I just picked up a Buck from eBay, and it would be awesome if I could wirelessly feed him audio using an FM transmitter instead of putting his mic up to a speaker.

(Yes, he has a wired aux-in, but the less cables I have to hide the better.)

Thanks! :jol:


----------



## pyro

i think it should say it on there somewhere or maybe inside


----------



## marcus132

pyro said:


> i think it should say it on there somewhere or maybe inside


All the microphone says is FCC ID: SW6 MA-S2100. Google turns up no results for it.

I just rubber banded some headphones to the microphone and put audio through it that way. It works pretty well, though I'd still like to know how to broadcast directly to Buck from the computer, if anyone knows.


----------



## marcus132

I opened up Buck's mic and found that the microphone is attached to the transmitter by two tiny wires, as pictured below.

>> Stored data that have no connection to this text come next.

PR #9694, opened 2021-01-05
CB-10096 Expand Knox load balancer to data hubs

enis:
Added a new entitlement for the public / private load balancer to the datahubs. This is separate
entitlement than the datalake one to err on the consevative side.

### DIFF
--- a/core/src/main/java/com/sequenceiq/cloudbreak/converter/v4/stacks/StackV4RequestToStackConverter.java
+++ b/core/src/main/java/com/sequenceiq/cloudbreak/converter/v4/stacks/StackV4RequestToStackConverter.java
@@ -380,15 +380,22 @@ public class StackV4RequestToStackConverter extends AbstractConversionServiceAwa
     }
 
     private boolean shouldCreateInternalKnoxLoadBalancer(StackType type, EnvironmentNetworkResponse network) {
-        // TODO expand this to data hubs
+        return shouldCreateInternalKnoxLoadBalancerForDatalake(type, network) ||
+            shouldCreateInternalKnoxLoadBalancerForDatahub(type, network);
+    }
+
+    private boolean shouldCreateInternalKnoxLoadBalancerForDatalake(StackType type, EnvironmentNetworkResponse network) {
         return StackType.DATALAKE.equals(type) &&
             (entitlementService.datalakeLoadBalancerEnabled(ThreadBasedUserCrnProvider.getAccountId())
             || isEndpointGatewayEnabled(network));
     }
 
+    private boolean shouldCreateInternalKnoxLoadBalancerForDatahub(StackType type, EnvironmentNetworkResponse network) {
+        return  StackType.WORKLOAD.equals(type) && isEndpointGatewayEnabled(network);
+    }
+
     private boolean shouldCreateExternalKnoxLoadBalancer(StackType type, EnvironmentNetworkResponse network) {
-        // TODO expand this to data hubs
-        return StackType.DATALAKE.equals(type) && isEndpointGatewayEnabled(network);
+        return (StackType.DATALAKE.equals(type) || StackType.WORKLOAD.equals(type)) && isEndpointGatewayEnabled(network);
     }
 
     private boolean isEndpointGatewayEnabled(EnvironmentNetworkResponse network) {
--- a/core/src/main/java/com/sequenceiq/cloudbreak/service/LoadBalancerConfigService.java
+++ b/core/src/main/java/com/sequenceiq/cloudbreak/service/LoadBalancerConfigService.java
@@ -38,7 +38,7 @@ public class LoadBalancerConfigService {
     private LoadBalancerPersistenceService loadBalancerPersistenceService;
 
     public Set<String> getKnoxGatewayGroups(Stack stack) {
-        LOGGER.info("Fetching list of instance groups with Knox gateway installed");
+        LOGGER.debug("Fetching list of instance groups with Knox gateway installed");
         Set<String> groupNames = new HashSet<>();
         Cluster cluster = stack.getCluster();
         if (cluster != null) {
@@ -48,7 +48,7 @@ public class LoadBalancerConfigService {
         }
 
         if (groupNames.isEmpty()) {
-            LOGGER.info("Knox gateway is not explicitly defined; searching for CM gateway hosts");
+            LOGGER.debug("Knox gateway is not explicitly defined; searching for CM gateway hosts");
             groupNames = stack.getInstanceGroups().stream()
                 .filter(i -> InstanceGroupType.isGateway(i.getInstanceGroupType()))
                 .map(InstanceGroup::getGroupName)


keyki (approved):

lacikaaa (changes requested):

auth-connector/src/main/java/com/sequenceiq/cloudbreak/auth/altus/model/Entitlement.java
```diff
@@ -36,6 +36,7 @@
     CDP_LIST_FILTERING,
     CDP_EMBEDDED_DATABASE_ON_ATTACHED_DISK,
     CDP_DATA_LAKE_LOAD_BALANCER,
+    CDP_DATA_HUB_LOAD_BALANCER,
```
hreeve-cloudera, line 39: Here's a question: How many entitlements do we want to have? I created the data lake specific LB entitlement because there are two uses cases for the LB: data lake HA and semi-private networks. And I wanted to be able to enable one or the other. But for the data hub I don't think we currently have a second use case for it. We'll only want to enable it if we're using semi-private networks. So should we have a data hub specific entitlement to be consistent with the data lake specific entitlement? Or would it be sufficient to just check for the semi-private network specific entitlement, which I added as part of https://github.com/hortonworks/cloudbreak/pull/9675? I could see the argument being made either way. Just wanted to bring it up.

core/src/main/java/com/sequenceiq/cloudbreak/converter/v4/stacks/StackV4RequestToStackConverter.java
```diff
@@ -349,27 +349,34 @@ private void validateStackAuthentication(StackV4Request source) {
         return convertedSet;
     }
 
+    private boolean shouldCreateLoadBalancers(StackV4Request source) {
```
hreeve-cloudera, line 352: I did something similar here in https://github.com/hortonworks/cloudbreak/pull/9675. It's actually probably going to be a bit of a pain to consolidate this change and that one because they both mess with this part of the code a lot.

core/src/main/java/com/sequenceiq/cloudbreak/converter/v4/stacks/StackV4RequestToStackConverter.java
```diff
@@ -349,27 +349,34 @@ private void validateStackAuthentication(StackV4Request source) {
...
         Set<LoadBalancer> loadBalancers = new HashSet<>();
         Set<TargetGroup> targetGroups = new HashSet<>();
-        // TODO expand this to data hubs
-        if (StackType.DATALAKE.equals(source.getType()) &&
-            entitlementService.datalakeLoadBalancerEnabled(ThreadBasedUserCrnProvider.getAccountId())) {
-            LOGGER.info("Setting up load balancers for stack {}", source.getName());
-            Set<String> knoxGatewayGroupNames = loadBalancerConfigService.getKnoxGatewayGroups(stack);
-            Set<InstanceGroup> knoxGatewayGroups = stack.getInstanceGroups().stream()
+        if (!shouldCreateLoadBalancers(source)) {
+            return loadBalancers;
```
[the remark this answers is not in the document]
enis: What you suggest is an anti-pattern. Elsewhere we typically follow early-return pattern (https://medium.com/swlh/return-early-pattern-3d18a41bba8) which has the advantage of simpler indentation, and simpler mental model to follow because the function reads as: 
 - if not enabled return early
 - rest of the logic.

auth-connector/src/main/java/com/sequenceiq/cloudbreak/auth/altus/model/Entitlement.java
enis: Thanks for bringing it up. Now we have 3 entitlements it seems. I had started this patch before looking at #9675. The reason DH is different than DL is just in case we have a bug for DHs but not for DLs. This is unlikely, but I wanted to be cautious. Let me rebase this on top of #9675, and get rid of this entitlement in favor of CDP_PUBLIC_ENDPOINT_ACCESS_GATEWAY

core/src/main/java/com/sequenceiq/cloudbreak/converter/v4/stacks/StackV4RequestToStackConverter.java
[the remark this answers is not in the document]
lacikaaa: then:
```
if (!shouldCreate) {
  return Sets.of()
} else {
  initialize vars
  logic
  return loadBalancers
}
```
it's more readable. I look at the code, and I see there are 2 output by indentation, without really reading any code looking if there is any return.

biharitomi (changes requested):

core/src/main/java/com/sequenceiq/cloudbreak/converter/v4/stacks/StackV4RequestToStackConverter.java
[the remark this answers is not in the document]
enis: Ended up rebasing on top of #9675, which did not end up requiring this part of the change. So this discussion is obsolete now.

auth-connector/src/main/java/com/sequenceiq/cloudbreak/auth/altus/model/Entitlement.java
enis: Actually ended up rebasing on top of #9675 and getting rid of this entitlement, because having 3 is a bit too much. 
Did you add CDP_PUBLIC_ENDPOINT_ACCESS_GATEWAY to the thunderhead code base yet?

core/src/main/java/com/sequenceiq/cloudbreak/converter/v4/stacks/StackV4RequestToStackConverter.java
```diff
@@ -349,27 +349,34 @@ private void validateStackAuthentication(StackV4Request source) {
         return convertedSet;
     }
 
+    private boolean shouldCreateLoadBalancers(StackV4Request source) {
+        return (StackType.DATALAKE.equals(source.getType()) &&
```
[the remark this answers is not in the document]
enis: These entitlement checks now look a bit different since now the patch is sitting on top of #9675.

core/src/main/java/com/sequenceiq/cloudbreak/converter/v4/stacks/StackV4RequestToStackConverter.java
hreeve-cloudera: Yes, here: https://jira.cloudera.com/browse/CDPSDX-2728

common-model/src/main/java/com/sequenceiq/common/api/type/LoadBalancerType.java
```diff
@@ -1,6 +1,6 @@
 package com.sequenceiq.common.api.type;
 
 public enum LoadBalancerType {
-    PUBLIC,
-    PRIVATE
+    ENDPOINT_ACCESS_GATEWAY,
```
biharitomi, line 4: The same here, do we really need this refactor?
On the other hand for me PUBLIC/PRIVATE is more clear and more fit into CB's domain.

environment/src/main/java/com/sequenceiq/environment/network/service/SubnetIdProvider.java
```diff
@@ -24,12 +29,41 @@
...
             return null;
         }
+        return selectSubnet(network, tunnel, cloudPlatform, network.getCbSubnetValues(), null);
+    }
+
+    public String provideEndpointGateway(NetworkDto network, CloudPlatform cloudPlatform, String baseSubnetId) {
+        if (baseSubnetId == null || network == null ||
+                ((network.getEndpointGatewaySubnetMetas() == null || network.getEndpointGatewaySubnetMetas().isEmpty())
+                && (network.getCbSubnets() == null || network.getCbSubnets().isEmpty()))) {
+            LOGGER.debug("Check failed, returning null");
```
biharitomi, line 44: Can we explain why the check failed, it would result in an easier root cause analyses from the logs??

environment/src/main/java/com/sequenceiq/environment/network/service/SubnetIdProvider.java
```diff
@@ -24,12 +29,41 @@
...
+            return null;
+        }
+        // Use tunnel type DIRECT so that any logic that checks if CCM/private subnets are required evaluates to false
```
biharitomi, line 47: CCM is a parameter on environment request, is there any validation that this feature and CCM could not be enabled at the same time??
If not and a customer has enabled load balancer feature then the CCM option doesn't make sense on the wizards.

biharitomi (changes requested):

environment/src/main/java/com/sequenceiq/environment/network/service/SubnetIdProvider.java
hreeve-cloudera: @biharitomi the comments on this class belong in my PR. Enis just got them from rebasing on an old version of that PR.

@enis there have been significant changes since you last rebased. You should rebase again.

hreeve-cloudera: Per the comment, I don't think there's any reason we can't enable CCM and this feature at the same time. That's really the whole point of the feature; the customer can have a fully private environment that's only accessible inside their VPC, but they want public UI and API endpoints so that the UI and API can be called by jobs outside of their VPC. In that case we still need a way to tell CB that the environment itself is private and should use CCM.

environment/src/main/java/com/sequenceiq/environment/network/service/SubnetIdProvider.java
hreeve-cloudera: I'll update this in PR https://github.com/hortonworks/cloudbreak/pull/9675/

cloud-aws/src/main/java/com/sequenceiq/cloudbreak/cloud/aws/loadbalancer/AwsLoadBalancerScheme.java
```diff
@@ -1,16 +1,23 @@
 package com.sequenceiq.cloudbreak.cloud.aws.loadbalancer;
 
 public enum AwsLoadBalancerScheme {
-    PUBLIC("internet-facing"),
-    PRIVATE("internal");
+    INTERNET_FACING("internet-facing", "External"),
```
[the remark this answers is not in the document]
hreeve-cloudera: This resource isn't persisted. I decided to do the name refactor to match what's actually used by AWS, which makes things on the AWS side more clear. The reason it was PUBLIC/PRIVATE before is so that I could convert directly between this and `LoadBalanceType`, but in https://github.com/hortonworks/cloudbreak/pull/9693 I added a converter for those enums so copying the names directly is no longer required.

common-model/src/main/java/com/sequenceiq/common/api/type/LoadBalancerType.java
hreeve-cloudera: This change has been reverted in https://github.com/hortonworks/cloudbreak/pull/9693.

environment/src/main/java/com/sequenceiq/environment/network/service/SubnetIdProvider.java
hreeve-cloudera: Actually I checked and the changes in this class have all been removed from my PR. The logic to select the endpoint gateway subnet is instead being done in `EnvironmentBaseNetworkConverter`. Because the endpoint gateway subnet must be in the same AZ as the stack subnet, we need to wait until after that subnet selection is final before we can select the endpoint gateway subnet. So this logic was happening too early and was removed.

core/src/main/java/com/sequenceiq/cloudbreak/converter/v4/stacks/StackV4RequestToStackConverter.java
```diff
@@ -380,15 +380,13 @@ private void validateStackAuthentication(StackV4Request source) {
     }
 
     private boolean shouldCreateInternalKnoxLoadBalancer(StackType type, EnvironmentNetworkResponse network) {
-        // TODO expand this to data hubs
-        return StackType.DATALAKE.equals(type) &&
+        return (StackType.DATALAKE.equals(type) || StackType.WORKLOAD.equals(type)) &&
             (entitlementService.datalakeLoadBalancerEnabled(ThreadBasedUserCrnProvider.getAccountId())
```
hreeve-cloudera, line 384: `entitlementService.datalakeLoadBalancerEnabled()` should only be considered if the stack is of type `DATALAKE`. We don't want the data hub logic to trigger except for semi-private networks. So it'd be something like
```
return (StackType.DATALAKE.equals(type) && entitlementService.datalakeLoadBalancerEnabled(ThreadBasedUserCrnProvider.getAccountId()))
            || ((StackType.DATALAKE.equals(type) || StackType.WORKLOAD.equals(type)) && isEndpointGatewayEnabled(network));
```

hreeve-cloudera (changes requested):

core/src/main/java/com/sequenceiq/cloudbreak/converter/v4/stacks/StackV4RequestToStackConverter.java
enis: This logic was something like that before one of the rebases. Let me see do one more attempt.

hreeve-cloudera (approved):

environment/src/main/java/com/sequenceiq/environment/network/service/SubnetIdProvider.java
enis: Indeed these are due to the fact that the branch that this PR was based on got changed. Please take another look since it is a much smaller patch.

enis:
@biharitomi please take another look since some of the changes where coming from a different base for the PR.

core/src/main/java/com/sequenceiq/cloudbreak/converter/v4/stacks/StackV4RequestToStackConverter.java
```diff
@@ -380,15 +380,22 @@ private void validateStackAuthentication(StackV4Request source) {
...
+    }
+
+    private boolean shouldCreateInternalKnoxLoadBalancerForDatalake(StackType type, EnvironmentNetworkResponse network) {
         return StackType.DATALAKE.equals(type) &&
             (entitlementService.datalakeLoadBalancerEnabled(ThreadBasedUserCrnProvider.getAccountId())
             || isEndpointGatewayEnabled(network));
     }
 
+    private boolean shouldCreateInternalKnoxLoadBalancerForDatahub(StackType type, EnvironmentNetworkResponse network) {
+        return  StackType.WORKLOAD.equals(type) && isEndpointGatewayEnabled(network);
```
biharitomi, line 394: Shouldn't this also consider an entitlement for {{WORKLOAD}} or that entitlement has already been eliminated?

biharitomi (changes requested):

biharitomi (approved):

lacikaaa (approved):

biharitomi:
@enis could you please squash these changes into one commit?
I think it should not be 2 commits.

core/src/main/java/com/sequenceiq/cloudbreak/converter/v4/stacks/StackV4RequestToStackConverter.java
hreeve-cloudera: Enis and I had a talk about that. The reason there's a DATALAKE specific entitlement is because the load balancer is used for both the public endpoint gateway logic, and for data lake HA. So I wanted a way to enable or disable one of those features at a time. But for data hubs, the load balancer is only used in the public endpoint gateway feature. So we decided to just use that entitlement to gate the data hub load balancer.

biharitomi: Thanks, I tracked it down from the code and approved the PR, only comment is to squash the changes into one commit.

enis:
bq.  I think it should not be 2 commits.
We can squash and merge in github, no? That is the standard practice normally. But let me push a squashed one in case.

enis:
@biharitomi, @lacikaaa just pushed a squashed commit. Do you mind merging.

hreeve-cloudera:
@enis It needs to finish up the tests before it can be merged in. I can do it when it's ready though.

I don't suppose there's any chance that converting it to a phono plug would be as easy as cutting off the mic and soldering the plug onto those two wires, would it? Any A/V geniuses in the house have any idea?










Also, I thought you might get a kick out of this. Here's what the box looked like when I got it from the eBay seller. Who needs a postal meter when you've got 69 stamps?


----------



## Dr Morbius

LOL! The sellers tongue must be worn raw from licking all those..and tasting paste for a week! That made my day, thanks for posting that. As far as the mic goes, go ahead and wire it to a jack. It should work.


----------



## pappy1958

*Buck's wireless mic*

I too found the same problem, only mine came from a yard sale. I figured I could google it to find what frequency it broadcast on and buy a transmitter/receiver,,,,but have the same problem marcus has, and have took it apart also, but it only comes apart so far and I can't get to the motherboard. I'm thinking, find a scanner to find out. anyway, yes to wire a jack to it will work, I've done that, but it won't be of the "XLR" type,,it will be a 2 wire gig, but will work. if anyone else finds out what the deal is with this mic, let us all know, apparently there's more than just one running around out there. thanks foreverything so-far,,, Dave


----------



## marcus132

For what it's worth:

I never did figure out the frequency, but I did manage to get an AV plug attached to the microphone.

If you screw the top off the microphone there are two large square solder points on the microphone head. I just cut the cable off an old pair of headphones and soldered the two wires on the plug end to the solder points (it doesn't seem to matter which goes to which).

The best part is, if you don't have it plugged into anything, the microphone still works perfectly well.

Now I can plug the mic into an mp3 player and hide it, and Buck will do my bidding wirelessly (though he still has a power cord to hide).


----------



## CraigInPA

You may want to check to see if there is voltage running from the board to the microphone. If there is, install a 47 microfarad capacitor between the red and black (+ on the cap to the red) to filter it out before it destroys your audio source.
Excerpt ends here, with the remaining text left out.